(What you will do)
Send every record back word for word.

(Data excerpts)
══════════════════════════════
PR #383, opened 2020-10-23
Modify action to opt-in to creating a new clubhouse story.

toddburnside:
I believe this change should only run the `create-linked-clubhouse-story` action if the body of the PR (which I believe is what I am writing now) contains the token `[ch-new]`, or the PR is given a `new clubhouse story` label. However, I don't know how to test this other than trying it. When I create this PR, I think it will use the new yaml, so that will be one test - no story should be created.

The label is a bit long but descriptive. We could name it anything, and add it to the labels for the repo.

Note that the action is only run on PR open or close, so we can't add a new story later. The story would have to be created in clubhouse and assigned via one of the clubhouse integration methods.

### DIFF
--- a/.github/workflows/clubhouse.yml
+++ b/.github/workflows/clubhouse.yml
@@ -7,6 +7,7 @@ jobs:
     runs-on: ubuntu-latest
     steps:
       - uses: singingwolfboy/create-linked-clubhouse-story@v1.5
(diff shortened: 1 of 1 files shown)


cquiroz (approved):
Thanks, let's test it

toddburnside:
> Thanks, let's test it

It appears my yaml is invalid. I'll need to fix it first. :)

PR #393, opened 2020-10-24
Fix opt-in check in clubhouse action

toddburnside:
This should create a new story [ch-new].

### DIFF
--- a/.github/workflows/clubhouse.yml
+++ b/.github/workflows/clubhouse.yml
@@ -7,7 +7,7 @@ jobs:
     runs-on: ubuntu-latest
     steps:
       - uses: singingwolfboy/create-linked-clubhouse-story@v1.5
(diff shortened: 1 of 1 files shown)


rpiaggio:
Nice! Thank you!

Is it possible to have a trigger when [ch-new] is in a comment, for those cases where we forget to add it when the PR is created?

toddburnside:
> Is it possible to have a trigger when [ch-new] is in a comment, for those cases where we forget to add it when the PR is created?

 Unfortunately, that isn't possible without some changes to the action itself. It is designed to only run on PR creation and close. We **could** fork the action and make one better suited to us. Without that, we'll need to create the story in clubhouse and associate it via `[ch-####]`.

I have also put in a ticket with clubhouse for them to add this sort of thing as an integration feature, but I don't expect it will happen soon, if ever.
══════════════════════════════
(Result for this exercise)
PR #383, opened 2020-10-23
Modify action to opt-in to creating a new clubhouse story.

toddburnside:
I believe this change should only run the `create-linked-clubhouse-story` action if the body of the PR (which I believe is what I am writing now) contains the token `[ch-new]`, or the PR is given a `new clubhouse story` label. However, I don't know how to test this other than trying it. When I create this PR, I think it will use the new yaml, so that will be one test - no story should be created.

The label is a bit long but descriptive. We could name it anything, and add it to the labels for the repo.

Note that the action is only run on PR open or close, so we can't add a new story later. The story would have to be created in clubhouse and assigned via one of the clubhouse integration methods.

### DIFF
--- a/.github/workflows/clubhouse.yml
+++ b/.github/workflows/clubhouse.yml
@@ -7,6 +7,7 @@ jobs:
     runs-on: ubuntu-latest
     steps:
       - uses: singingwolfboy/create-linked-clubhouse-story@v1.5
(diff shortened: 1 of 1 files shown)


cquiroz (approved):
Thanks, let's test it

toddburnside:
> Thanks, let's test it

It appears my yaml is invalid. I'll need to fix it first. :)

PR #393, opened 2020-10-24
Fix opt-in check in clubhouse action

toddburnside:
This should create a new story [ch-new].

### DIFF
--- a/.github/workflows/clubhouse.yml
+++ b/.github/workflows/clubhouse.yml
@@ -7,7 +7,7 @@ jobs:
     runs-on: ubuntu-latest
     steps:
       - uses: singingwolfboy/create-linked-clubhouse-story@v1.5
(diff shortened: 1 of 1 files shown)


rpiaggio:
Nice! Thank you!

Is it possible to have a trigger when [ch-new] is in a comment, for those cases where we forget to add it when the PR is created?

toddburnside:
> Is it possible to have a trigger when [ch-new] is in a comment, for those cases where we forget to add it when the PR is created?

 Unfortunately, that isn't possible without some changes to the action itself. It is designed to only run on PR creation and close. We **could** fork the action and make one better suited to us. Without that, we'll need to create the story in clubhouse and associate it via `[ch-####]`.

I have also put in a ticket with clubhouse for them to add this sort of thing as an integration feature, but I don't expect it will happen soon, if ever.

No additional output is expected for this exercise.